The FDA issued the import ban on the Mohali plant, the fourth against a Ranbaxy plant that markets to the U.S., after inspectors found a host of problems during inspections last year. According to reports, they found toilets without running water. They also discovered a drug tablet that appeared to have a human hair sticking from it; others had oil spots on them. And plant managers were not getting to the root cause of the problems. The plant was manufacturing generic Lipitor for the U.S. market until manufacturing issues created problems for that drug. The Mohali ban, announced last week, leaves Ranbaxy with only a plant in New Jersey currently allowed to market drugs in the U.S.

But the ban may have even broader implications. After the U.S. issued an import ban against a Wockhardt Indian plant in May, U.K regulators piled on with an import alert that affected Wockhardt drugs throughout the EU. Now regulators in the U.K. and Australia are trying to assess whether the ban the U.S. just put on the Ranbaxy Laboratories plant might suggest issues for drugs manufactured for their countries.
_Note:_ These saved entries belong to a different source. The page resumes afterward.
PR #134, opened 2017-03-22
Add ability to unregister all resources, and clear all semian_resources

dalehamel:
# What

Functionality to track references to resource consumers - instances of
semian adaptors - has been added. Any time an instance of a semian adaptor
retrieves a semian resource, it will register itself as a consumer of the resource.

# Why

Some situations will necessitate clearing all semian resource references without actually destroying the underlying resource.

"We are currently working with the FDA and other European regulators to assess the impact the FDA action has on the medicines from the Mohali site that are destined for the UK and European market," a spokesperson with the Medicines and Healthcare Products Regulatory Agency (MHRA) told The Economic Times. A spokesperson for Australia's Therapeutic Goods Administration said essentially the same thing. The MHRA spokesperson cautioned that patients should continue to take their meds because at this point there is "no evidence that medicines on the U.K. and EU market manufactured at this site are defective."

India is a major manufacturer, particularly of generic drugs, for the U.S. and global markets. The FDA has beefed up its in-country inspection team there, and the result has been a host of recent actions against Indian drugmakers. In May, the agency tagged a Wockhardt plant with a ban after inspectors found serious manufacturing lapses and doctored documents. The company acknowledged that the ban could cost it $100 million in sales. That was before regulators in the U.K. and Europe followed suit, asking the company to recall products, as well as stopping imports from the plant.